Saved entries:
---------------
PR #168, opened 2022-05-18
Revise modules for handling of external inputs (N-dep, rinvers, iron)…

JorgSchwinger:
…, split into modules for reading the data and modules that apply the fluxes in core hamocc


JorgSchwinger:
Following our discussions last week, I wanted to keep the momentum and do the split into reading and applying input-data. In my opinion this is an improvement, as it makes the code structure clearer. I have also moved the definition of the river-indices to mo_param1, such that all indice-definitions are collected there. The "apply"-modules really only encapsulate the corresponding subroutines. We could/should also apply the iron deposition outside `ocprod` using a dedicated module (as it is now, rivers and n-deposition come after ocprod, while iron is applied at the beginning of `ocprod` - that doesn't make much sense, but changing this would break bit-for-bit reproducibility). @jmaerz: I still can't add you as reviewer, but maybe you could have a look.

hamocc/mo_apply_rivin.F90
```diff
@@ -0,0 +1,162 @@
...
+  rivinflx(:,:,:) = 0.0
+
+  if (.not. do_rivinpt) return
+  
+!$OMP PARALLEL DO PRIVATE(i,k,fdt,volij)
+  DO j=1,kpje
+  DO i=1,kpie
+    IF(omask(i,j).GT.0.5) THEN
+
+      fdt   = dtb/365.
```
jmaerz: Hi Jörg, we could do this outside the loop, since it is constant - but we can do this later as well.

hamocc/mo_apply_rivin.F90
```diff
@@ -0,0 +1,162 @@
...
+                                                                    + rivin(i,j,irdin)*fdt/volij  &
+                                                                    + rivin(i,j,irdip)*fdt/volij
+      ocetra(i,j,1:kmle,ialkali)    = ocetra(i,j,1:kmle,ialkali)    + rivin(i,j,iralk)*fdt/volij
+#ifdef natDIC
+      ocetra(i,j,1:kmle,inatsco212) = ocetra(i,j,1:kmle,inatsco212) + rivin(i,j,iralk)*fdt/volij  &
+                                                                    + rivin(i,j,irdin)*fdt/volij  &
+                                                                    + rivin(i,j,irdip)*fdt/volij
+      ocetra(i,j,1:kmle,inatalkali) = ocetra(i,j,1:kmle,inatalkali) + rivin(i,j,iralk)*fdt/volij
+#endif
+      ocetra(i,j,1:kmle,iiron)      = ocetra(i,j,1:kmle,iiron)      + rivin(i,j,iriron)*fdt/volij*0.01
```
jmaerz: With the fully new restructuring, I feel it would be nice to replace the explicit value of 0.01 by a parameter value (also in line 148), but we can do this later as well.

jmaerz:
Hi Jörg, thanks for your initiative! I was going through your changes and left two minor comments that we can also work out later (since they do not necessarily belong to the modularization). With regards to the iron application, I would suggest to open the module files, while (for now?) keeping the order of application (which then, at some point, could be easily changed by re-locating one line) - potentially placing the apply_iron (or similar) already in hamocc4bgm to make ocprod a bit cleaner. That would enable us to still be compatible with the CMIP6 model version, while already having the modular structure in place. What do you think? Wrt to me as reviewer, Tomas sent an email, but it seems that thus far, I haven't been added to NorESMhub.

JorgSchwinger:
Thanks Joeran, all agreed. I have pushed new changes.

TomasTorsvik (approved):
Good initiative, Jörg. As you say, we should probably do the "apply" steps in a more consistent way, but it's good to make the changes in incremental steps (especially if something breaks backward compatibility).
---------------
What to do -
Each of the records is to be written out again exactly.

Exercise result -
PR #168, opened 2022-05-18
Revise modules for handling of external inputs (N-dep, rinvers, iron)…

JorgSchwinger:
…, split into modules for reading the data and modules that apply the fluxes in core hamocc


JorgSchwinger:
Following our discussions last week, I wanted to keep the momentum and do the split into reading and applying input-data. In my opinion this is an improvement, as it makes the code structure clearer. I have also moved the definition of the river-indices to mo_param1, such that all indice-definitions are collected there. The "apply"-modules really only encapsulate the corresponding subroutines. We could/should also apply the iron deposition outside `ocprod` using a dedicated module (as it is now, rivers and n-deposition come after ocprod, while iron is applied at the beginning of `ocprod` - that doesn't make much sense, but changing this would break bit-for-bit reproducibility). @jmaerz: I still can't add you as reviewer, but maybe you could have a look.

hamocc/mo_apply_rivin.F90
```diff
@@ -0,0 +1,162 @@
...
+  rivinflx(:,:,:) = 0.0
+
+  if (.not. do_rivinpt) return
+  
+!$OMP PARALLEL DO PRIVATE(i,k,fdt,volij)
+  DO j=1,kpje
+  DO i=1,kpie
+    IF(omask(i,j).GT.0.5) THEN
+
+      fdt   = dtb/365.
```
jmaerz: Hi Jörg, we could do this outside the loop, since it is constant - but we can do this later as well.

hamocc/mo_apply_rivin.F90
```diff
@@ -0,0 +1,162 @@
...
+                                                                    + rivin(i,j,irdin)*fdt/volij  &
+                                                                    + rivin(i,j,irdip)*fdt/volij
+      ocetra(i,j,1:kmle,ialkali)    = ocetra(i,j,1:kmle,ialkali)    + rivin(i,j,iralk)*fdt/volij
+#ifdef natDIC
+      ocetra(i,j,1:kmle,inatsco212) = ocetra(i,j,1:kmle,inatsco212) + rivin(i,j,iralk)*fdt/volij  &
+                                                                    + rivin(i,j,irdin)*fdt/volij  &
+                                                                    + rivin(i,j,irdip)*fdt/volij
+      ocetra(i,j,1:kmle,inatalkali) = ocetra(i,j,1:kmle,inatalkali) + rivin(i,j,iralk)*fdt/volij
+#endif
+      ocetra(i,j,1:kmle,iiron)      = ocetra(i,j,1:kmle,iiron)      + rivin(i,j,iriron)*fdt/volij*0.01
```
jmaerz: With the fully new restructuring, I feel it would be nice to replace the explicit value of 0.01 by a parameter value (also in line 148), but we can do this later as well.

jmaerz:
Hi Jörg, thanks for your initiative! I was going through your changes and left two minor comments that we can also work out later (since they do not necessarily belong to the modularization). With regards to the iron application, I would suggest to open the module files, while (for now?) keeping the order of application (which then, at some point, could be easily changed by re-locating one line) - potentially placing the apply_iron (or similar) already in hamocc4bgm to make ocprod a bit cleaner. That would enable us to still be compatible with the CMIP6 model version, while already having the modular structure in place. What do you think? Wrt to me as reviewer, Tomas sent an email, but it seems that thus far, I haven't been added to NorESMhub.

JorgSchwinger:
Thanks Joeran, all agreed. I have pushed new changes.

TomasTorsvik (approved):
Good initiative, Jörg. As you say, we should probably do the "apply" steps in a more consistent way, but it's good to make the changes in incremental steps (especially if something breaks backward compatibility).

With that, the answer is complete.